Allowing the claimed exemptions here would be a departure from the language and intent of the exemption statute. The Debtor testified that he has never been certified as disabled and has never received disability payments. The motorcycle accident did not result from the Debtor's employment. At the time of his injury, the Debtor was in high school and earned money mowing yards. He had another job lined up but had to forgo this opportunity due to his injury. The Debtor testified that part of the settlement he received was to cover the wages he lost from being unable to take that position. Any portion of the agreement meant to compensate the Debtor for losing this job offer addressed income lost as a direct result of the injury when it occurred. The settlement was not intended to replace his future earning capacity.
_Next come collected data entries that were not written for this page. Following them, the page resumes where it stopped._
Issue #166, opened 2021-02-23
Allow to mark, and act on, multiple candidates in collect buffer


bdarcus:
The conversation [here](https://github.com/tmalsburg/helm-bibtex/pull/355#issuecomment-784177382) has me wondering:

Would it be possible, and wise, to allow one to mark, and act on, multiple candidates in a collect buffer, as in `helm`?

Use case:

I want to open multiple files, so I:

1. narrow the candidates
2. run `embark-collect-snapshot`
3. mark the three I want, using some keybinding
4. hit return for the default action (open the files)

oantolin:
To be clear: we are only talking about applying the same single-argument action to multiple candidates, right? We aren't talking about a new kind of actions that receives multiple candidates at once?

I have considered a feature to mark candidates and apply the same action to each one, and am of two minds about it.

If the only way to mark candidates is one at a time, like, you move to a candidate and press a key to mark it, then move to another, etc., then it's probably not worth it, since it hardly saves any keystrokes: you could just activate `embark-collect-direct-action-minor-mode-map`, which binds the actions directly without needing to call `embark-act` first, and go down the list of candidates running the actions.

If I added more ways to mark candidates, say, mark all, marking all that match a regexp, toggle marked/unmarked, etc. I'd be reimplementing politza's great [tablist](https://github.com/politza/tablist) package. So I'd be inclined to instead make a small embark-tablist package, that depends on both embark and tablist, and provides an `embark-tablist-act-on-marked` command.

By the way, even without the embark-tablist package existing yet, I think it's already worth using tablist with embark collect buffers.

oantolin:
Note that for example Ivy doesn't (or rather, didn't back when I used it) have a way to mark a bunch of items first and act on them later. Instead, it just has a way to set an action that will take a single keystroke to execute, and then you march down the list and run it on the items you want.

minad:
You mentioned this tablist package multiple times already. How is it useful for embark snapshots? Do you enable some tablist-mode by default in your collect buffers? I need a simple example use case to understand what you use it for right now, since this embark-act-on-marked command does not yet exist :)

But it seems that such an embark-act-on-marked would satisfy the use case by @bdarcus perfectly.

oantolin:
[...]

Issue #466, opened 2022-02-23
Proposal: remove embark-collect-live and embark-collect-completions


oantolin:
First of all, let me emphasize that `embark-collect-snapshot` is here to stay! (Although I guess that if the live and completions variants are removed, then we might as well rename `embark-collect-snapshot` to simply `embark-collect`.)

I think that probably very few people use `embark-collect-completions` or `embark-collect-live`, and removing them would let me significantly simplify the code for `embark-collect-snapshot`. I myself never used `embark-collect-live` and I bet I was probably one of the last holdouts using `embark-collect-completions`.

It seems like a reasonable philosophical stance to say that `embark-collect-snapshot` and `embark-export` are of a very different nature than `embark-collect-live` and `embark-collect-completions` and that the latter two are really out of scope for Embark.

In practical terms I was still using `embark-collect-completions` for its features. Of course its main deficiency is how slow (#101) it is, and for a long time I longed to switch to Vertico (which is what I use now), but did not switch because other than being slow, `embark-collect-completions` had a lot to offer:

- It has both a list view (with annotations) and a compact grid view (withoot annotations).
- It's easy to configure it to not be on all the time, to only popup on demand.
- You can configure the initial view per completion category.
- It can display multiline completion candidates, and has zebra stripes to make it clear where one ends and the next one begins.
- It nicely aligns annotations for you.

But with (relatively) recent improvements to Vertico and Marginalia you can get almost of that in Vertico now, and Vertico has always been much, much faster. Only multiline display of multiline candidates (and zebra stripes) is missing from Vertico, but I've found I don't really need that at all! Also, let me say that if you want completions displayed only on demand like I do, `vertico-unobtrusive-mode` is much better than truly displaying *zero* completions. 

I've never really recommended `embark-collect-completions` and would now actually recommend *against using it*, I mean, why wouldn't you use Vertico instead?

I'm creating this issue to give people a chance to protest or in general give their opinion before I do anything about this.

minad:
I am in full support of removing this feature, since it narrows the focus of the package as a package centered around actions. Also having shorter command names is better and there has been confusion before about the difference of `embark-collect-snapshot` and `embark-collect-live`.

[...]

PR #467, opened 2022-03-03
Marking candidates

minad:
See the discussion in #166

### DIFF
--- a/embark.el
+++ b/embark.el
@@ -718,6 +718,10 @@ There are three kinds:
 - :live, which does
 - :completions, which also auto-updates, but is ephemeral.")
 
+;; TODO Do we need this variable?
+;; Also add a list of marked candidates, or a list of overlays?
+;; When switching the display modes we have to move the overlays too.
+;; We could also turn this variable into an alist, with value=marked.
 (defvar-local embark-collect-candidates nil
   "List of candidates in current collect buffer.")
 
--- a/embark.el
+++ b/embark.el
@@ -2576,7 +2576,17 @@ all buffers."
   "Return candidates in Embark Collect buffer.
 This makes `embark-export' work in Embark Collect buffers."
   (when (derived-mode-p 'embark-collect-mode)
-    (cons embark--type embark-collect-candidates)))
+    (cons embark--type
+          (or (save-excursion
+                (mapcar
+                 (lambda (ov)
+                   (goto-char (overlay-start ov))
+                   (cadr (embark-target-collect-candidate)))
+                 (nreverse
+                  (seq-filter
+                   (lambda (ov) (overlay-get ov 'embark--collect-mark))
+                   (overlays-in (point-min) (point-max))))))
+           embark-collect-candidates))))
 
 (defun embark-completions-buffer-candidates ()
   "Return all candidates in a completions buffer."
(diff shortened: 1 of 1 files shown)


minad:
@oantolin Can we merge #466 before proceeding on this one?

minad:
> Sure, but it'll take me a couple of days to get to this probably.

There is no hurry here! I just think it is better to do a bit of cleanup first before we add new features, see also #468.

oantolin:
I've implemented the simplified embark-collect & embark-live now.

oantolin:
I'm going to take this code and update it for the recent changes.

oantolin:
Done. 6a8e6ded2da3e4bc9672aefe956c0f13e625cab2

I added toggle-marks and unmark-all commands as well.

minad:
Great, thanks! How did you address this comments about moving the overlays when toggling the view modes?

> ;; TODO Do we need this variable?
;; Also add a list of marked candidates, or a list of overlays?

Debtor acknowledged in his pleadings that his injury has not prevented him from finding employment. At the time he filed for bankruptcy, Debtor was employed for several years as a truck driver. He testified that he would be willing to take another, similar, job if he could. He is currently going to night school to become an EMT and drive an ambulance. If there was a period where the Debtor's wage earning ability was limited, it must have ended when he resumed working for wages at or above his pre-injury level. There is no evidence that the parties, at the time the Debtor was injured, contemplated that the injury would undermine his ability to find additional work opportunities. Rather, since the accident he has actively sought and engaged in productive employment.
The evidence presented at the hearing was sufficient to establish that the annuity was not related to employment and that it was not created to compensate for diminished wage earning potential. Expanding the Missouri exemption statute to cover annuities outside of lost earnings or employment would depart from the language of the statute and the legislature's intent.
Therefore, for the above reasons, I find that the Debtor's annuity payment is not exempt under Mo.Rev.Stat. § 513.430(10)(e) and I SUSTAIN the Chapter 7 Trustee's Objection.
A separate Order will be entered in accordance with Bankruptcy Rule 9021.